INPUT DATA Start Marker

PR #1165, opened 2023-12-10
Implement editing of offensive message records

### LINKED ISSUE #364: Support rescheduling of offensive messages
When a message trips the filter on the bot it is removed after a period of time. During this period it is a record in the database.

When this deletion date is reached the bot will attempt to remove the message from Discord and remove the record from the offensive message table. We currently handle for the message being not found (deleted) but if another error occurs resulting in the message not being deleted we still continue to delete the database record, causing the message to be left around.

We should allow the bot to perform a PATCH request to the deleted message endpoint to update the delete time and reschedule if something has failed (for example, a hiccup on Discord's end).

However, we must also bear in mind that permanent rescheduling could potentially leave lingering records in our database if a case is discovered where a message which cannot be deleted is rescheduled repetitively.

jchristgit:
Allow changing the deletion date of offensive message records in case the bot encounters an error during deletion attempts.

Fixes #364.
Unblocks python-discord/bot#1013.

### DIFF
--- a/pydis_site/apps/api/viewsets/bot/offensive_message.py
+++ b/pydis_site/apps/api/viewsets/bot/offensive_message.py
@@ -1,6 +1,7 @@
 from rest_framework.mixins import (
     CreateModelMixin,
     DestroyModelMixin,
+    UpdateModelMixin,
     ListModelMixin
 )
 from rest_framework.viewsets import GenericViewSet
@@ -10,7 +11,7 @@ from pydis_site.apps.api.serializers import OffensiveMessageSerializer
 
 
 class OffensiveMessageViewSet(
-    CreateModelMixin, ListModelMixin, DestroyModelMixin, GenericViewSet
+    CreateModelMixin, ListModelMixin, UpdateModelMixin, DestroyModelMixin, GenericViewSet
 ):
     """
     View providing CRUD access to offensive messages.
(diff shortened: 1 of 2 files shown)


pydis_site/apps/api/viewsets/bot/offensive_message.py
```diff
@@ -46,6 +47,16 @@ class OffensiveMessageViewSet(
     - 201: returned on success
     - 400: if the body format is invalid
 
+    ### PATCH /bot/offensive-messages/<id:int>
```
shtlrs, line 50: I just have one question, do we want to allow patching of all fields, or just the deleting date ?

jchristgit: This (currently) allows patching all fields. I can make the other fields write-once, but that will be a bit more work.

shtlrs: Sure, I was just wondering what we wanted to have. If we only want to allow date modifications, then we might block the others as well.

ChrisLovering:
I'm reading the issue that suggested this approach to fixing, however I'm not sure it's the best way.

Surely if we fail to delete the message due to a Discord issue, we just shouldn't delete it from the DB. When the bot next checks for messages to delete, the message that failed will still be there, with a date in the past, so it will try to delete again.

jchristgit:
> Surely if we fail to delete the message due to a Discord issue, we just shouldn't delete it from the DB. When the bot next checks for messages to delete, the message that failed will still be there, with a date in the past, so it will try to delete again.

I think the idea is more to have a longer, adequate retry period. As far as I remember from when we implemented this, this cleanup is more intended as a "later down the line" batch job rather than "this needs to be removed instantly", so a greater time delay before retrying is the idea here.

ChrisLovering (approved):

INPUT DATA End Marker

▶ **YOUR ASSIGNMENT**
Set down only the line containing "ListModelMixin, DestroyModelMixin, GenericViewSet" and the lines after it through the end, exactly as they appear above.

▶ **RESPONSE TO THE TASK**
-    CreateModelMixin, ListModelMixin, DestroyModelMixin, GenericViewSet
+    CreateModelMixin, ListModelMixin, UpdateModelMixin, DestroyModelMixin, GenericViewSet
 ):
     """
     View providing CRUD access to offensive messages.
(diff shortened: 1 of 2 files shown)


pydis_site/apps/api/viewsets/bot/offensive_message.py
```diff
@@ -46,6 +47,16 @@ class OffensiveMessageViewSet(
     - 201: returned on success
     - 400: if the body format is invalid
 
+    ### PATCH /bot/offensive-messages/<id:int>
```
shtlrs, line 50: I just have one question, do we want to allow patching of all fields, or just the deleting date ?

jchristgit: This (currently) allows patching all fields. I can make the other fields write-once, but that will be a bit more work.

shtlrs: Sure, I was just wondering what we wanted to have. If we only want to allow date modifications, then we might block the others as well.

ChrisLovering:
I'm reading the issue that suggested this approach to fixing, however I'm not sure it's the best way.

Surely if we fail to delete the message due to a Discord issue, we just shouldn't delete it from the DB. When the bot next checks for messages to delete, the message that failed will still be there, with a date in the past, so it will try to delete again.

jchristgit:
> Surely if we fail to delete the message due to a Discord issue, we just shouldn't delete it from the DB. When the bot next checks for messages to delete, the message that failed will still be there, with a date in the past, so it will try to delete again.

I think the idea is more to have a longer, adequate retry period. As far as I remember from when we implemented this, this cleanup is more intended as a "later down the line" batch job rather than "this needs to be removed instantly", so a greater time delay before retrying is the idea here.

ChrisLovering (approved):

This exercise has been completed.